Near every AVGN game.


----------



## Bubsy Bobcat (Jun 3, 2016)

Oh sorry, I thought you said best unlicensed/pirated games.


----------



## zoogie (Jun 3, 2016)

The gold standard of bootlegged games:
http://bootleggames.wikia.com/wiki/Pocket_Monsters_Crystal_Version

Go to the Elf's World. A wondrous world of Elf Monsters await ...


----------



## Touko White (Jun 3, 2016)

The only pirate/unlicenced games I played were the NES Super Mario World and Tengen Tetris (also NES) and they're actually pretty good. The former's an impressive port and the latter is better than the Nintendo version.


----------



## hatch (Jun 3, 2016)

SOMARI - the wannabe "Sonic the Hedgehog" clone for the NES, available on actual cartridges back in the day.


----------



## Touko White (Jun 3, 2016)

hatch said:


> SOMARI - the wannabe "Sonic the Hedgehog" clone for the NES, available on actual cartridges back in the day.



Welcome back.
Doesn't look too bad though considering it's a pirate game, usually there a lot worse.

Also I do like what they did with the title.


----------



## Topaz Light (Jun 3, 2016)

Only one I've ever come across is a bootleg translation of Pokemon Green Version on a black cartridge. The translation was really bizarre, ("Tackle" was "Go All Out", and critical attacks were "Hit home!") but the thing couldn't hold saves at all, unfortunately.


----------



## Touko White (Jun 3, 2016)

Topaz Light said:


> Only one I've ever come across is a bootleg translation of Pokemon Green Version on a black cartridge. The translation was really bizarre, ("Tackle" was "Go All Out", and critical attacks were "Hit home!") but the thing couldn't hold saves at all, unfortunately.

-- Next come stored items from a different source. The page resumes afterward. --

PR #22, opened 2018-01-24
Program total budget estimate in department view

jbothma:


budgetportal/urls.py
```diff
@@ -28,6 +28,9 @@
         '/(?P<government_slug>[\w-]+)'
         '/departments'
         '/(?P<department_slug>[\w-]+).yaml$', cache_page(CACHE_SECS)(views.department)),
+    # Department Budget Totals
```
jbothma: I think this data should be part of the Department view under a key like `programmes - we can probably replace the current `programmes` key with this. We should just ensure that it's compatible.

budgetportal/utils.py
```diff
@@ -0,0 +1,30 @@
+import requests
+from requests.exceptions import HTTPError, ConnectionError
+
+
+def get_budget_resources(year, dept_name):
```
jbothma: I think instead of being a function in a new module, this should be a method of the Department class in `models`.

ebsuku:
OK, latest changes have being pushed.

budgetportal/views.py
```diff
@@ -97,7 +126,7 @@ def department(request, financial_year_id, sphere_slug, government_slug, departm
         'intro': department.intro,
         'treasury_datasets': department.get_treasury_datasets(),
         'contributed_datasets': contributed_datasets if contributed_datasets else None,
-        'programmes': [{'name': p.name} for p in department.programmes.order_by('programme_number')],
+        'programmes': budget,
```
jbothma: How about calling this variable programmes? budget seems vague here

budgetportal/models.py
```diff
@@ -231,6 +233,36 @@ def get_contributed_datasets(self):
...
+            .format(year.slug[:4], self.name),
+            'drilldown': ('activity_programme_number.programme_number|'
+                          'activity_programme_number.programme'),
+            'order': 'activity_programme_number.programme_number:asc',
+            'pagesize': 30
+        }
+        url = ('https://openspending.org/api/3/cubes/'
+               'fb2fa9b200eb3e56facc4c287002fc4d:{}'
+               'aggregate/').format(resource[year.slug[:4]])
+        try:
```
jbothma: I suggest we don't handle this exception and let the programme crash so we don't hide errors which appear like missing data. I tend to work on the principle of only handling exceptions that I really need to - especially when interfacing with other systems - so that I could become aware of unexpected things that can lead to misleading or missing data.

budgetportal/views.py
```diff
@@ -1,7 +1,9 @@
 from django.http import HttpResponse
-from models import FinancialYear, Dataset
+from models import FinancialYear, Dataset, Department
 import yaml
 
+from .utils import get_budget_resources
```
jbothma: We can drop this I think

budgetportal/models.py
```diff
@@ -231,6 +233,36 @@ def get_contributed_datasets(self):
...
+            result = requests.get(url, params=params)
+            if result.status_code == 200:
```
jbothma: you can also use result.raise_for_status() then the exception will tell you what went wrong instead of just ending up with missing data

ebsuku:
Latest changes have being pushed.

jbothma:
Awesome!

I think you can merge and deploy this, then regenerate the data for the static budget portal and merge that if we don't have unexpected weirdness or data loss.

PR #35, opened 2018-02-08
Budget revenue

ebsuku:


budgetportal/views.py
```diff
@@ -4,25 +4,19 @@
...
-            {
-                'category': r['category_two'],
-                'amount': r['amount']
-            }
-        )
 
     context = {
         'selected_financial_year': financial_year_id,
-        'revenue': revenue,
+        'revenue': utils.sort_categories(revenue_data),
```
jbothma: I would tend to avoid "utils" modules - they end up being a bag of catch-all unorganised code. This is something very view-releated - it's a specific view of the revenue data intended for a specific page. I think it fits well in the views module, but if the views module is getting bloated, it could be in a module called something like "summaries" or "aggregates" or something like that

ebsuku:
ready

PR #39, opened 2018-02-13
Department vote match

ebsuku:


budgetportal/models.py
```diff
@@ -298,6 +298,25 @@ def _get_government_query(self):
...
 
+    def _get_primary_department(self):
+        """
+        Check if department is primary
+        """
+        if not self.is_vote_primary:
+            try:
+                name = Department\
+                       .objects \
+                       .get(vote_number=self.vote_number,
```
jbothma: sorry, didn't realise you can filter in `get()` so its MultipleObjectsReturned exception would have been sufficient. But the logging should be helpful. Sorry I made more work.

jbothma:
looks good to me!

PR #40, opened 2018-02-15
add vote primary configs

ebsuku:


budgetportal/models.py
```diff
@@ -314,8 +314,8 @@ def _get_primary_department(self):
                                  "departments" % self.slug)
                 raise
             else:
-                return name.slug
-        return self.slug
+                return name
```
jbothma: watch out, this is a _department_, not a _name_

jbothma:
cool stuff

PR #47, opened 2018-03-06
Non-financial-year pages

jbothma:


longhotsummer:
This is clever. I hadn't fully grokked that this was how you were building up the yaml. I like the amount of code that this removes.

PR #93, opened 2018-11-01
Add department data slice CSV download URL

otterbotter:
* added functionality to retrieve URL only for aggregate call
* refactored aggregate method in openspending
* added 'department_data_csv' to get_prog_by_econ_budgets response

Cool, dunno why you'd retranslate a game xD


----------



## Topaz Light (Jun 3, 2016)

I think it was really old. The cartridge probably predated or was contemporary with the initial official English versions of Red and Blue. I guess they might've been banking on people assuming Pokemon Green Version would be a different game from western Blue in some significant way or something. I don't actually know when the bootleg cartridge I had was made, but assuming it was made after the official releases, if they were already taking the gameplay part straight from the original game, it beats me why they didn't just lift the official translation too, while they were at it.


----------



## Sonic Angel Knight (Jun 3, 2016)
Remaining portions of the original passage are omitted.